TI-83 Plus BASIC Tutorial: A 2004 Guide That Still Inspires
A 2004 TI-83 Plus BASIC programming tutorial by Boris Cherny resurfaces on HN, sparking nostalgia for calculator coding and reflections on how it shaped modern developers.
A 20-year-old TI-83 Plus BASIC programming tutorial by Boris Cherny shot to the top of Hacker News last week, accumulating 38 points and 15 comments. What captivated developers was more than nostalgia—it was a portal to their first programming experience, turning a graphing calculator into a code machine.
Chances are you or someone you know started coding this way: bored in math class, flipping through the calculator manual, and discovering that a few keystrokes could make the screen do something new. That same spark ignited a generation of programmers, and Cherny's tutorial was their guide.
The TI-83 Plus BASIC Tutorial That Started It All
The tutorial, hosted on ticalc.org, walks through writing BASIC programs on the TI-83 Plus calculator. It covers variables, loops, conditionals, and input/output—all in the constrained environment of a device designed for math class. Cherny, now the creator of Claude Code at Anthropic, wrote this guide while in high school.
Here's a sample program from the tutorial—a quadratic solver:
:Prompt A, B, C
:B^2-4AC->D
:If D<0
:Disp "NO REAL ROOTS"
:If D>=0
:Disp (-B+√(D))/(2A)
:If D>0
:Disp (-B-√(D))/(2A)
Notice the lack of parentheses, the arrow assignment, and the idiosyncratic control flow. It's a language that demands you think about the machine, not abstract away from it. For modern web developers, this explicitness is reminiscent of building without frameworks: you control every byte.
Why Hacker News Fell for This Retro Tutorial
The HN thread became a treasure trove of calculator-coded confessionals. One commenter wrote:
I received the TI-83+ manual on the first day of high school and read it back-to-back that same day.
Another shared a German TI-BASIC tutorial they wrote in 2008, noting it became their most popular post ever—even beating a Skyrim fix. The sentiment is summed up by this observation:
It's funny how many software developers got into it due to being bored in class with a TI-83 and randomly trying to create programs.
The comments paint a picture of a generation of programmers who cut their teeth on constrained, quirky calculators—not fancy IDEs. The hardware limitations forced creativity, and the ability to share programs via cables and IR ports created a micro-community of hobbyists.
What Constrained Hardware Teaches Modern Developers
This resurgence hammers home a crucial point: the best learning tools are those you already have. The TI-83 was a ubiquitous possession for American high schoolers, yet few realized its potential as a computing device. The tutorial's appeal isn't about BASIC—it's about unlocking hidden capability. In an era of infinite resources and choice, constraint is a catalyst.

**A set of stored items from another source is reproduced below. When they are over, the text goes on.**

PR #261, opened 2016-06-10
Animation: port to the new module definition syntax

ChALkeR:
This ports `Animation` to the new module definition syntax to showcase my proposal in #260.

/cc @Plaristote @akreuzkamp

Issue #260, opened 2016-06-10
Modules definition syntax.


ChALkeR:
Atm, we have mixed modules definition syntax.
 1. [Animation](https://github.com/qmlweb/qmlweb/blob/master/src/modules/QtQuick/Animation.js) uses:
 ```js
  function QMLAnimation(meta) {
      callSuper(this, meta);
      …
  }

  registerQmlType({
    module:   'QtQuick',
    name:     'Animation',
    versions: /.*/,
    baseClass: 'QtQml.QtObject',
    constructor: QMLAnimation
  })
```
 2. [Column](https://github.com/qmlweb/qmlweb/blob/master/src/modules/QtQuick/Column.js) uses:
 ```js
  function QMLColumn(meta) {
      callSuper(this, meta);
  }

  QMLColumn.prototype.layoutChildren = function() {
      …
  }

  registerQmlType({
    module: 'QtQuick',
    name:   'Column',
    versions: /.*/,
    baseClass: 'Positioner',
    constructor: QMLColumn
  });
```
 3. [ListView](https://github.com/qmlweb/qmlweb/blob/master/src/modules/QtQuick/ListView.js) uses:
 
  ```js
  registerQmlType({
    module:   'QtQuick',
    name:     'ListView',
    versions: /.*/,
    baseClass: 'Repeater',
    constructor: function QMLListView(meta) {
      callSuper(this, meta);
      …
    } 
  });
```

We should decide on one format and convert all modules to use that single format.

**Comment by ChALkeR** [comment]
Atm, `registerQmlType` should be on the top — it includes the module name and some important properties (e.g. since 613ca9d0dfd4313c0f6fa248f4538dd09ec81bc7...061230729c9aae23f5c761811a29c8590c7f786e — the properties list).

Prototype functions could be defined after calling `registerQmlType` (that is supported), but I don't see a reason to do that. Also, I don't even see a reason for naming classes.

My proposal here is:
```js
registerQmlType({
  module: 'QtQuick',
  name:   'Column',
  versions: /.*/,
  baseClass: 'Positioner',
  constructor: class {
    constructor(meta) {
      callSuper(this, meta);
      …
    }
    layoutChildren() {
      …
    }
  }
});
```

That should work. Note that it doesn't use `extends`, because we don't know if the base class was already loaded at require time.

ChALkeR:
[...]

PR #263, opened 2016-06-10
Animation: port to the new module definition syntax (stage-2 variant)

ChALkeR:
This ports `Animation` to the new module definition syntax to showcase my proposal in #260.

This is alternative to #261 and uses an even nicer syntax, but requires a ~~`stage-1`~~ `stage-2` transform to support [ES Class Fields & Static Properties](https://github.com/jeffmo/es-class-fields-and-static-properties) ~~`stage-1`~~ `stage-2` proposal. **Upd:** it's `stage-2` now.

`stage-2` means «The committee expects the feature to be developed and eventually included in the standard». See [TC39 Process](https://tc39.github.io/process-document/) for more info on that.

~~I doubt that we want this atm, perhaps we should wait until it reaches `stage-2` or `stage-3`.~~
Not sure if we want to adopt this on the current stage or if we should wait for it to reach `stage-3`, which could take some time.

I landed runtime support for this syntax in 188e9fd (i.e. for passing a `function` to `registerQmlType`).

/cc @akreuzkamp @Plaristote

### DIFF
--- a/src/modules/QtQuick/Animation.js
+++ b/src/modules/QtQuick/Animation.js
@@ -1,19 +1,18 @@
-QmlWeb.registerQmlType({
-  module: "QtQuick",
-  name: "Animation",
-  versions: /.*/,
-  baseClass: "QtQml.QtObject",
-  enums: {
+QmlWeb.registerQmlType(class Animation {
+  static module = "QtQuick";
+  static versions = /.*/;
+  static baseClass = "QtQml.QtObject";
+  static enums = {
     Animation: { Infinite: -1 },
     Easing: QmlWeb.Easing
-  },
-  properties: {
+  };
+  static properties = {
     alwaysRunToEnd: "bool",
     loops: { type: "int", initialValue: 1 },
     paused: "bool",
     running: "bool"
-  }
-}, class {
+  };
+
   constructor(meta) {
     QmlWeb.callSuper(this, meta);
   }
--- a/src/engine/modules.js
+++ b/src/engine/modules.js
@@ -76,7 +76,7 @@ function registerQmlType(options, constructor) {
 
   const descriptor = typeof options === "function" ? {
     module: options.module,
-    name: options.element,
+    name: options.element || options.name,
     versions: options.versions,
     baseClass: options.baseClass,
     enums: options.enums,


ChALkeR:
Status update: [ES Class Fields & Static Properties](https://github.com/jeffmo/es-class-fields-and-static-properties)  is now at `stage-2` aka `Draft` (see https://tc39.github.io/process-document/).

It has now has a formal specification at https://tc39.github.io/proposal-class-public-fields/, and is more likely to be accepted as a future ECMAScript language feature.

We could reconsider this. I updated the PR. @akreuzkamp, @Plaristote, what do you think?

ChALkeR:
Tests broken because of coverage being broken, I will take a look at that if we choose to adopt this syntax.

src/modules/QtQuick/Animation.js
```diff
@@ -1,19 +1,21 @@
-QmlWeb.registerQmlType({
-  module: "QtQuick",
-  name: "Animation",
-  versions: /.*/,
-  baseClass: "QtQml.QtObject",
-  enums: {
+QmlWeb.registerQmlType(class {
+  static module = "QtQuick";
+  static element = "Animation";
```
akreuzkamp: why did you rename that property to element? I think "element" is something you shouldn't use as a name for (almost) anything, because it's too vague... What's wrong about `name`?

akreuzkamp:
does it really work without any changes in `registerQmlType`?

In any way I do like this syntax :)

ChALkeR:
@akreuzkamp The changes in `registerQmlType` landed in 188e9fd, it currently supports all three syntaxes: `options, constructor`, a single constructor with static options, a single options object with a `constructor` property. The last one is old and unused, but it's still there because it's used for internal representation.

src/modules/QtQuick/Animation.js
ChALkeR: `name` is already present for all classes (and functions), it's a string there, and in this specific case it's an empty string because the class is unnamed.

```shell
> (function x(){}).name
'x'
> (class {}).name
''
> (class Foo {}).name
'Foo'
```

Yes, `element` isn't perfect, but I wasn't able to come up with something better. Any suggestions?

ChALkeR: Otoh, we could just write `class Animation {` and keep `.name`. What do you think?

ChALkeR: @akreuzkamp We could do both — use `.name` by default and write `class Animation {` in our code, but allow users to override it with a static property so that they could use anonymous functions there. How should that property be named then?

ChALkeR:
Ok, I'm going to postpone this.

ChALkeR:
Ok, this passes the tests now, and coverage works.

PR #264, opened 2016-06-11
qmlstructure.js, import.js: move copyrights notices to LICENSE     

ChALkeR:
This changes the way how the copyrights notice and the license are included for the qmlstructure.js and import.js files.
    
This does not change the actual copyrights or the license for those files.

/cc @lpaimen @akreuzkamp @pavelvasev — those are your copyrights, so PTAL.

Note: this blocks moving file contents around between files.

### DIFF
--- a/LICENSE
+++ b/LICENSE
@@ -3,8 +3,10 @@ QmlWeb is licensed under the MIT license, as follows:
 """
 MIT License
 
-Copyright (c) 2012 Lauri Paimen
-Copyright (c) 2013 Anton Kreuzkamp
+Copyright (c) 2011, 2012 Lauri Paimen <lauri@paimen.info>
+Copyright (c) 2013 Anton Kreuzkamp <akreuzkamp@web.de>
+Copyright (c) 2015 Pavel Vasev <pavel.vasev@gmail.com> - initial and working
+                                                         import implementation.
 Copyright (c) 2016-2018 QmlWeb contributors
 
 Permission is hereby granted, free of charge, to any person obtaining a copy of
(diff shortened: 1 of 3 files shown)


ChALkeR:
This blocks moving file contents around between files.

ChALkeR:
@lpaimen @akreuzkamp @pavelvasev to clarify things: this doesn't alter the actual copyright ownership (it's impossible to do that this way afaik), it also doesn't remove the copyright notices, it just moves the notices to another (global) file.

The reason for doing that is because the code is split in multiple small files now and is concatenated from those files — so those appear in the middle of concatenated code. Also it's harder to maintain copyrights this way (would require year updates in many files, etc).

This needs your approval because I don't think that the license allows to alter how the copyright notice (and license information) is included in such a way without a special permission from the copyright holders (e.g. you).

I will split this into two separate pull requests.

pavelvasev:
I'm ok with that. By the way the main contributors are @akreuzkamp and @lpaimen so what they say..

ChALkeR:
@pavelvasev Thanks! =)

@stephenmdangelo, @Plaristote  it looks like this also needs your review because at least one of those files has your code in it and you are mentioned in the copyrights (`Copyright (c) 2016 QmlWeb contributors`).

stephenmdangelo:
LGTM

pavelvasev:
lgtm

lpaimen:
Very sorry for the big delay! This is fine for me.

akreuzkamp:
Hey, I missed that for almost 6 years... Sorry for that. Yes, it is fine for me :D

akreuzkamp (approved):
lgtm

PR #267, opened 2016-06-13
Connections

stephenmdangelo:
I haven't bothered implementing "ignoreUnknownSignals", as it's just related to how much logging the QML Engine does.

### DIFF
--- a/src/modules/QtQml/Connections.js
+++ b/src/modules/QtQml/Connections.js
@@ -1,0 +1,34 @@
+registerQmlType({
+  module: 'QtQml',
+  name: 'Connections',
+  versions: /.*/,
+  baseClass: 'QtObject',
+  properties: {
+    target: "QtObject",
+    ignoreUnknownSignals: "bool"
+  }
+}, class {
+  constructor(meta) {
+    callSuper(this, meta);
+    this.target = this.$parent
+    this.$connections = {}
+
+    let old_target = this.target;
+    const reconnectTarget = () => {
+      for (var i in this.$connections) {
+        var c = this.$connections[i];
+        if (c._currentConnection && old_target && old_target[i] && typeof old_target[i].disconnect === 'function') {
+          old_target[i].disconnect(c._currentConnection);
+        }
+        c._currentConnection = connectSignal(this.target, i, c.value, c.objectScope, c.componentScope);
+      }
+      old_target = this.target;
+    };
+
+    this.targetChanged.connect(reconnectTarget);
+    this.Component.completed.connect(reconnectTarget);
+  }
+  $setCustomSlot(propName, value, objectScope, componentScope) {
+    this.$connections[propName] = { value, objectScope, componentScope };
+  }
+});
--- a/src/qtcore/qml.js
+++ b/src/qtcore/qml.js
@@ -322,6 +322,30 @@ function setupGetterSetter(obj, propName, getter, setter) {
   });
 }
 
+function connectSignal(item, signalName, value, objectScope, componentScope) {
+    if (!item[signalName]) {
+        console.warn("No signal called " + signalName + " found!");
+        return;
+    }
+    else if (typeof item[signalName].connect != 'function') {
+        console.warn(signalName + " is not a signal!");
+        return;
+    }
+    if (!value.eval) {
+        var params = "";
+        for (var j in item[signalName].parameters) {
+            params += j==0 ? "" : ", ";
+            params += item[signalName].parameters[j].name;
+        }
+        value.src = "(function(" + params + ") { _executionContext = __executionContext;" + value.src + "})";
+        value.isFunction = false;
+        value.compile();
+    }
+    var slot = value.eval(objectScope, componentScope);
+    item[signalName].connect(item, slot);
+    return slot;
+}
+
 /**
  * Apply properties from metaObject to item.
  * @param {Object} metaObject Source of properties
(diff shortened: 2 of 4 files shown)


src/qtcore/qml/qml.js
```diff
@@ -321,6 +321,30 @@ function setupGetterSetter(obj, propName, getter, setter) {
...
+        var params = "";
+        for (var j in item[signalName].parameters) {
+            params += j==0 ? "" : ", ";
+            params += item[signalName].parameters[j].name;
+        }
+        value.src = "(function(" + params + ") { _executionContext = __executionContext;" + value.src + "})";
+        value.isFunction = false;
+        value.compile();
+    }
+    var f = value.eval(objectScope, componentScope);
```
ChALkeR: Could you give the variablie `f` a bit more semantic name here? It's not clear what it is.

src/modules/QtQml/Connections.js
```diff
@@ -0,0 +1,41 @@
+/* Connections */
```
ChALkeR: Not required.

src/modules/QtQml/Connections.js
```diff
@@ -0,0 +1,41 @@
...
+  baseClass: 'QtObject',
+  constructor: function QMLConnections(meta) {
+    callSuper(this, meta);
+
+    createProperty("QtObject", this, "target");
+    createProperty("bool", this, "ignoreUnknownSignals");
+
+    this.target = this.$parent
+
+    var old_target = this.target;
```
ChALkeR: perhaps it should be moved closer to `reconnectTarget`? Also, it should be `let`.

src/modules/QtQml/Connections.js
```diff
@@ -0,0 +1,41 @@
...
+
+    var connections = {}
```
ChALkeR: Could you port this to the new module definition syntax? Including properties, etc.

`connections` should probably be `this.$connections` to make setCustomSlot a function in the prototype.

src/modules/QtQml/Connections.js
```diff
@@ -0,0 +1,41 @@
...
+
+    this.$setCustomSlot = function(propName, value, objectScope, componentScope) {
+      connections[propName] = {
+        "value" : value,
+        "objectScope" : objectScope,
+        "componentScope" : componentScope
+      }
```
ChALkeR: Missing semicolon. Also, `connections[propName] = { value, objectScope, componentScope };`

src/modules/QtQml/Connections.js
```diff
@@ -0,0 +1,41 @@
...
+        if (c._currentConnection && old_target && old_target[i] && typeof old_target[i].disconnect == 'function') {
+          old_target[i].disconnect(c._currentConnection);
+        }
+        c._currentConnection = connectSignal(this.target, i, c.value, c.objectScope, c.componentScope);
+      }
+      old_target = this.target;
+    };
+
+    this.targetChanged.connect(this, reconnectTarget);
+    this.Component.completed.connect(this, reconnectTarget);
```
ChALkeR: second `this` is not required, should be `.connect(reconnectTarget)`.

src/modules/QtQml/Connections.js
```diff
@@ -0,0 +1,41 @@
...
+    this.$setCustomSlot = function(propName, value, objectScope, componentScope) {
+      connections[propName] = {
+        "value" : value,
+        "objectScope" : objectScope,
+        "componentScope" : componentScope
+      }
+    }
+
+    const reconnectTarget = () => {
+      for(var i in connections) {
```
ChALkeR: `for (`

src/modules/QtQml/Connections.js
```diff
@@ -0,0 +1,41 @@
...
+        var c = connections[i];
+        if (c._currentConnection && old_target && old_target[i] && typeof old_target[i].disconnect == 'function') {
```
ChALkeR: `===`

src/modules/QtQml/Connections.js
```diff
@@ -0,0 +1,41 @@
...
+registerQmlType({
+  module: 'QtQml',
+  name: 'Connections',
+  versions: /.*/,
+  baseClass: 'QtObject',
+  constructor: function QMLConnections(meta) {
+    callSuper(this, meta);
+
+    createProperty("QtObject", this, "target");
+    createProperty("bool", this, "ignoreUnknownSignals");
```
ChALkeR: Could you port this to the new module definition syntax? See [modules/QtQuick/Animation.js](https://github.com/qmlweb/qmlweb/blob/master/src/modules/QtQuick/Animation.js).

ChALkeR:
Mostly LGTM, some style nits.

src/modules/QtQml/Connections.js
stephenmdangelo: Huh, who knew?! TIL.

stephenmdangelo:
I believe I've fixed all of those issues now.  Let me know if the port to the new module definition syntax is correct.  I'm guessing there's not any way to have `this.$parent` be the `initialValue` of `target`, as there's not really a `this` to reference at that point.

ChALkeR:
@stephenmdangelo Thanks! Yes, there is no way to default to a dynamic value for now. Perhaps we could add functions support for that (e.g. `target: { type: 'QtObject', initialValue: element => element.$parent }`, but that would block functions being the initial values… Perhaps I need some more time to about that. There are other issues with properties that should be fixed before that, perhaps.

LGTM, merging.

ChALkeR:
Landed in 4aa5ea2...0b40e72.

Thanks!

You don't need a $1000 laptop to learn programming; a $100 calculator from 1999 works just fine. Moreover, Cherny's career arc from TI-BASIC to leading AI tooling at Anthropic isn't a coincidence. These early experiences—wrestling with limited memory, building interactive programs, sharing code with friends—are the same patterns that drive serious software development. The tutorial's endurance speaks to the timelessness of fundamental principles: input, output, state, control flow.
Applying the Lesson: Build for Constraint
If you're building educational tools or platforms, take note: the best onboarding is a low-friction environment. The TI-83 didn't require installations, sign-ups, or permissions. You pressed PRGM, selected an editor, and typed. Modern equivalents could be browser-based REPLs or embedded notebooks.
Second, nostalgia is powerful but don't miss the lesson: constraint breeds creativity. Consider offering simplified, focused environments for learners. The same principle applies to product design—start with the minimum viable environment and let limitations guide innovation.
Key Takeaways
- Constraint forces deeper understanding. Without frameworks, you learn the fundamentals.
- Low-friction onboarding is critical. Make it easy to start, even on limited hardware.
- Community sharing accelerates learning. The TI-83's IR port and cable links were early social coding.
- Nostalgia can be a gateway to learning. Retro tools inspire curiosity in new generations.
Links for further reading:
- Original tutorial on ticalc.org
- HN discussion thread
- Wikipedia article on TI-83 series
- Mentioned German TI-BASIC tutorial by H. Lübbers
- Assembly programming on TI-83
Should You Care?
If you're a developer who never experienced constrained hardware, read the tutorial to see how far we've come—and how the fundamentals haven't changed. If you teach programming, consider using limited environments like microcontrollers or web-based BASIC to force deeper understanding. Everyone else can safely scroll past, but you'll miss a reminder that the best code is written within boundaries.